Note that the * in the above output indicates which tree is currently booted.

After reboot now the new tree should be booted. Let's check things out and make /etc/file2 with our new commit hash in it:

# rpm-ostree status TIMESTAMP (UTC) ID OSNAME REFSPEC * 2014-11-13 10:52:06 18e02c4166 fedora-atomic-host fedora-atomic:fedora-atomic/f21/x86_64/docker-host 2014-11-12 22:28:04 1877f1fa64 fedora-atomic-host fedora-atomic:fedora-atomic/f21/x86_64/docker-host # # ostree admin status * fedora-atomic-host 18e02c41666ef5f426bc43d01c4ce1b7ffc0611e993876cf332600e2ad8aa7c0.0 origin refspec: fedora-atomic:fedora-atomic/f21/x86_64/docker-host fedora-atomic-host 1877f1fa64be8bec8adcd43de6bd4b5c39849ec7842c07a6d4c2c2033651cd84.0 origin refspec: fedora-atomic:fedora-atomic/f21/x86_64/docker-host # # cat /ostree/repo/refs/heads/ostree/1/1/0 18e02c41666ef5f426bc43d01c4ce1b7ffc0611e993876cf332600e2ad8aa7c0 # # cat /ostree/repo/refs/heads/ostree/1/1/0 > /etc/file2

As one final item let's boot up a docker container to make sure things still work there:

# docker run -it --rm busybox true && echo "PASS" || echo "FAIL" PASS

Atomic Host: Rollback

Atomic host provides the ability to revert to the previous working tree if things go awry with the new tree.
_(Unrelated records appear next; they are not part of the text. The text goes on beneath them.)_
PR #183, opened 2026-07-14
chore(release): prepare v1.0.0-rc6

ebfull:
## Motivation

Stage a v1.0.0-rc6 release candidate. Fourteen PRs have merged since the rc5 cut — including consensus-relevant hardening (#168, #171), the release-metadata finalization (#169, #173, #179), and the release-tooling changes (#175, #177) — so the next cut rehearses the full 13-crate graph exactly as the 1.0.0 fork-point publish will ship it.

## Solution

- Bump all 13 publishable crates to `1.0.0-rc6` — the full-graph rehearsal of the 1.0.0 fork-point exception — including every internal dependency requirement, and sync `Cargo.lock`.
- Point the installer at the `v1.0.0-rc6` tag (checksum stays the placeholder that release CI replaces in the published asset copy) and move the Docker image pins to `1.0.0-rc6`.
- Update the README's `cargo install --tag` line, which `cargo release version` does not rewrite (see the note in `zakurad/Cargo.toml`).

Merging this PR does **not** cut the release: the `create-release` dispatch and the `release` environment approval remain the controls, and no crates.io publish happens as part of this change.

## Testing

- `make pre-release RELEASE_TAG=v1.0.0-rc6 BASE_TAG=v1.0.0-rc5` (the #177 preflight, first release exercise):
  - release tag matches the `zakura` package version
  - the changed-crate advisory enumerated all 13 publishable crates with the expected mixed baselines (`1.0.0-rc5 →` for zakura/network/state/consensus, `1.0.0-rc3 →` for the other nine) and found no missing bumps
  - all 13 crates package cleanly
- `cargo metadata --locked` (resolving) passes, so the lockfile matches the new graph
- `bash -n scripts/install-zakura.sh`
- Workspace tests/clippy not run locally for a metadata-only version bump; CI provides those checks.

### Specifications & References

- `.github/PULL_REQUEST_TEMPLATE/release-checklist.md`
- `docs/release-tag-protection.md`

### Follow-up Work

- Dispatch `create-release` for `v1.0.0-rc6` after merge (separate decision).
- When cut, rc6's artifacts join the pre-1.0.0 sweep; any crates.io publish of rc6 is a separate, explicit decision.

🤖 Generated with [Claude Code](https://claude.com/claude-code)

PR #177, opened 2026-07-14
chore(release): add unified pre-release checks

p0mvn:
## Motivation

Release preparation currently requires separate version, crate-change, and packaging checks, which makes it easier to miss a step or overlook advisory output.

## Solution

- add a `make pre-release` entry point for version and packaging checks
- warn locally when changed publishable crates retain their previous versions
- use the unified preflight in the release workflow while keeping the crate-version advisory local-only
- update the release checklist and improve output grouping and notice visibility

## Testing

- `make pre-release RELEASE_TAG=v1.0.0 BASE_TAG=v1.0.0-rc5`
  - release tag matched the package version
  - all 13 changed publishable crates had version bumps
  - all 13 crates packaged cleanly
- `bash -n scripts/check-crate-version-bumps.sh scripts/check-crate-packaging.sh`
- `make -n pre-release RELEASE_TAG=v1.0.0 BASE_TAG=v1.0.0-rc5`
- `markdownlint .github/PULL_REQUEST_TEMPLATE/release-checklist.md --config .trunk/configs/.markdownlint.yaml`
- IDE diagnostics: no errors in changed files

Risk classification: low. This changes release tooling, CI orchestration, and documentation without modifying validator runtime behavior, so workspace Rust tests and clippy were not run.

### Success

```bash
roman@Romans-MacBook-Pro-2 zakura % make pre-release RELEASE_TAG=v1.0.0 BASE_TAG=v1.0.0-rc5

==> [1/2] Checking release version

/Applications/Xcode.app/Contents/Developer/usr/bin/make pre-release-version RELEASE_TAG="v1.0.0" BASE_TAG="v1.0.0-rc5" PRE_RELEASE_WARN_CRATE_VERSION_BUMPS="1"
./scripts/check-release-version.sh "v1.0.0"
Release tag v1.0.0 matches the 'zakura' package version (1.0.0).
Crate version bump advisory found no unchanged versions across 13 changed published crate(s).

NOTICE: The working tree has local changes.
        This advisory compared those changes against v1.0.0-rc5.

==> [2/2] Checking crate packaging

/Applications/Xcode.app/Contents/Developer/usr/bin/make pre-release-packaging CRATE_PACKAGING_VERIFY="0"
Packaging 13 crates...
   Packaging zakura-test v1.0.0 (/Users/roman/projects/zakura/zakura-test)
...

Package archive sizes:
  zakura-test-1.0.0.crate: 1718077 bytes
...

All 13 crates package cleanly.
```

### Warn

[...]

PR #169, opened 2026-07-14
chore(release): prepare v1.0.0

p0mvn:
## Motivation

Prepare the first stable Zakura release after the v1.0.0 release-candidate series. This release was discussed with the team beforehand.

## Solution

- promote the workspace crates and internal dependency constraints to `1.0.0`
- finalize the v1.0.0 changelog and installation references
- prepare stable installer and Docker image metadata
- add the generated v1.0.0 configuration snapshot

### Tests

- `./scripts/check-release-version.sh v1.0.0`
- `./scripts/check-crate-packaging.sh`
- `markdownlint CHANGELOG.md README.md --config .trunk/configs/.markdownlint.yaml`
- `bash -n scripts/install-zakura.sh`
- `git diff --check main...HEAD`
- confirmed the v1.0.0 config snapshot matches v1.0.0-rc5
- IDE diagnostics: no errors

Risk classification: low risk because this is a release metadata and generated-config update with no runtime logic changes. Full workspace formatting, Clippy, and tests were not run locally; CI will provide those checks.

### Specifications & References

- `.github/PULL_REQUEST_TEMPLATE/release-checklist.md`

### Follow-up Work

- Complete the remaining release checklist and publish v1.0.0 after this PR merges.

### AI Disclosure

- [x] AI tools were used: Cursor reviewed the release metadata and prepared the commit and PR description.

### PR Checklist

- [x] The PR title follows conventional commits format.
- [x] The PR follows the contribution guidelines.
- [x] This change was discussed with the team beforehand.
- [x] Focused release checks pass; full workspace checks are delegated to CI.
- [x] The documentation and changelog are up to date.

PR #194, opened 2026-07-15
chore(release): prepare v1.0.0

ebfull:
## Motivation

Re-stage the v1.0.0 release. `main` has sat at `1.0.0-rc6` since #183, and the rc6 cut completed the full dress rehearsal: the tag gate passed its fifth exercise, #177's pre-tag packaging ran in CI for the first time, and all 13 crates published to crates.io from the tagged SHA. This PR moves the package graph back to the fork-point `1.0.0` so the real release can be dispatched.

## Solution

- Bump all 13 publishable crates `1.0.0-rc6` → `1.0.0` via `cargo release version` (all internal dependency requirements included) and sync `Cargo.lock`.
- Point the installer at the `v1.0.0` tag with the placeholder-zero checksum (release CI substitutes the real value into the published asset copy; the zeroed pin fails cleanly — the #169 design). Docker pins move to `zakuracore/zakura:1.0.0` / `zcashd-compat-1.0.0` on the new org (#189/#191).
- Update the README `cargo install --tag` line via `cargo release replace` (see the note in `zakurad/Cargo.toml`).
- Regenerate the stored config snapshot `zakurad/tests/common/configs/v1.0.0.toml` from this branch (the `last_config_is_stored` acceptance test derives the filename from the package version). The regenerated file is byte-identical to the rc6 snapshot that passed CI at the rc6 cut; versus the #169-era copy the only change is trailing-newline normalization.
- Fix the release checklist's snapshot-generation command: its per-field `sed`s miss `cookie_dir`, which also embeds the default cache path — the test does global path-string replacement, so the documented command produced a snapshot the test rejects. The command now mirrors the test's semantics (found live while preparing this PR).
- Refresh `ESTIMATED_RELEASE_HEIGHT` 3,412,800 → **3,414,300**: the mainnet tip passed the old estimate this morning (3,413,133 at 11:58 UTC, per Blockchair). The new value assumes a cut within ~1 day; with `EOS_PANIC_AFTER = 7`, end-of-support lands at ≈3,422,364 — still ~5,800 blocks (~5 days) before Ironwood activation at 3,428,143, preserving the follow-up-release forcing function. **Re-run this estimate if dispatch slips past ~July 17.**
- Refresh the frozen "Initial release" changelog entries' date (root + 12 crate changelogs) to the expected tag date, 2026-07-15.

Merging this PR does **not** cut the release: the `create-release` dispatch and the `release`-environment approval remain the controls, and no crates.io publish happens as part of this change.

## Testing

- `make pre-release RELEASE_TAG=v1.0.0 BASE_TAG=v1.0.0-rc6`:
  - release tag matches the `zakura` package version
  - the changed-crate advisory enumerated all 13 publishable crates against the rc6 baseline with no missing bumps
  - all 13 crates package cleanly
- `cargo metadata --locked` resolves, so the lockfile matches the new graph
- freshly generated config matches the committed `v1.0.0.toml` byte-for-byte (the `last_config_is_stored` contract)
- `bash -n scripts/install-zakura.sh`
- Workspace tests/clippy not run locally for a metadata-only version bump; CI provides those checks. `cargo semver-checks` / `cargo public-api diff` skipped: 1.0.0 is the initial release baseline (changelogs frozen per `CHANGELOG_GUIDELINES.md`).

- `.github/PULL_REQUEST_TEMPLATE/release-checklist.md`
- `docs/release-tag-protection.md`
- #183 (the rc6 full-graph rehearsal), #169 (the original 1.0.0 prep)

### Follow-up Work

- Dispatch `create-release` for `v1.0.0` after merge (separate decision, per the release checklist).
- Checkpoints: `zakura-chain/src/parameters/checkpoint/main-checkpoints.txt` tops out at height 3,358,006 (last substantive update: upstream v4.5.0, 2026-05-28) — ~55k blocks behind tip. No release in this repo has bumped them; deferring keeps this PR a pure re-bump, but it should be an explicit decision (or a separate PR) before or shortly after 1.0.0.
- The pre-1.0.0 rc sweep, promotion to "Latest", signing, and the manual crates.io publish follow the release checklist after the cut.
- At promotion time, `zakuracore/zakura:zcashd-compat-latest` (the installer's compat fallback image) does not exist yet on the new org — push or re-point it.

## AI Disclosure

Prepared with Claude Code (version bumps via `cargo release`, metadata edits, and preflight runs); human review required before merge and dispatch.

### DIFF
--- a/zakurad/src/components/sync/end_of_support.rs
+++ b/zakurad/src/components/sync/end_of_support.rs
@@ -13,7 +13,7 @@ use zakura_chain::{
 use crate::application::release_version;
 
 /// The estimated height that this release will be published.
-pub const ESTIMATED_RELEASE_HEIGHT: u32 = 3_412_800;
+pub const ESTIMATED_RELEASE_HEIGHT: u32 = 3_414_300;
 
 /// The maximum number of days after `ESTIMATED_RELEASE_HEIGHT` where a Zebra server will run
 /// without halting.
--- a/zakurad/src/components/sync/end_of_support.rs
+++ b/zakurad/src/components/sync/end_of_support.rs
@@ -13,7 +13,7 @@ use zakura_chain::{
 use crate::application::release_version;
 
 /// The estimated height that this release will be published.
-pub const ESTIMATED_RELEASE_HEIGHT: u32 = 3_414_300;
+pub const ESTIMATED_RELEASE_HEIGHT: u32 = 3_413_500;
 
 /// The maximum number of days after `ESTIMATED_RELEASE_HEIGHT` where a Zebra server will run
 /// without halting.
--- a/.github/PULL_REQUEST_TEMPLATE/release-checklist.md
+++ b/.github/PULL_REQUEST_TEMPLATE/release-checklist.md
@@ -124,10 +124,15 @@ cargo release version --verbose --execute --allow-branch '*' -p zakura patch # [
 ```sh
 cargo build --bin zakurad &&
 ./target/debug/zakurad generate |
-sed 's/cache_dir = ".*"/cache_dir = "cache_dir"/' |
-sed 's/identity_dir = ".*"/identity_dir = "identity_dir"/' \
+sed "s#${XDG_CACHE_HOME:-$HOME/.cache}/zakura#cache_dir#g" |
+sed "s#$HOME/.zakura#identity_dir#g" \
   > zakurad/tests/common/configs/v<version>.toml
 ```
+
+      The replacements are global path-string substitutions, mirroring
+      `last_config_is_stored` — the default cache path also appears in
+      fields other than `cache_dir` (for example `cookie_dir`), so
+      per-field rewrites produce a snapshot the test rejects.
 
 - [ ] On the release commit, run the pre-release checks for the tag you are
       about to create, using the previous release tag as the base:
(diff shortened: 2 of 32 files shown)


ebfull:
CI note: `spell-check` fails on a pre-existing typo that today's codespell dictionary update started flagging (main's lint has been red since 10:01 UTC) — fix in #195; re-run Docs Check here after it merges. The early `* success` aggregate failures are from runs the label-add re-trigger cancelled; the replacement runs are in flight.

zakurad/src/components/sync/end_of_support.rs
```diff
@@ -13,7 +13,7 @@ use zakura_chain::{
 use crate::application::release_version;
 
 /// The estimated height that this release will be published.
-pub const ESTIMATED_RELEASE_HEIGHT: u32 = 3_412_800;
+pub const ESTIMATED_RELEASE_HEIGHT: u32 = 3_414_300;
```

Lets revert our upgrade now and make sure things still work:

# rpm-ostree rollback Moving '1877f1fa64be8bec8adcd43de6bd4b5c39849ec7842c07a6d4c2c2033651cd84.0' to be first deployment Transaction complete; bootconfig swap: yes deployment count change: 0) Sucessfully reset deployment order; run "systemctl reboot" to start a reboot # # rpm-ostree status TIMESTAMP (UTC) ID OSNAME REFSPEC 2014-11-12 22:28:04 1877f1fa64 fedora-atomic-host fedora-atomic:fedora-atomic/f21/x86_64/docker-host * 2014-11-13 10:52:06 18e02c4166 fedora-atomic-host fedora-atomic:fedora-atomic/f21/x86_64/docker-host # # reboot

After reboot:

# rpm-ostree status TIMESTAMP (UTC) ID OSNAME REFSPEC * 2014-11-12 22:28:04 1877f1fa64 fedora-atomic-host fedora-atomic:fedora-atomic/f21/x86_64/docker-host 2014-11-13 10:52:06 18e02c4166 fedora-atomic-host fedora-atomic:fedora-atomic/f21/x86_64/docker-host # # cat /etc/file1 1877f1fa64be8bec8adcd43de6bd4b5c39849ec7842c07a6d4c2c2033651cd84 # cat /etc/file2 cat: /etc/file2: No such file or directory

Notice that /etc/file2 did not exist until after the upgrade so it did not persist during the rollback.

And the final item on the list is to make sure Docker still works:

# docker run -it --rm busybox true && echo "PASS" || echo "FAIL" PASS

Anddd Boom.. You have just put atomic through some paces.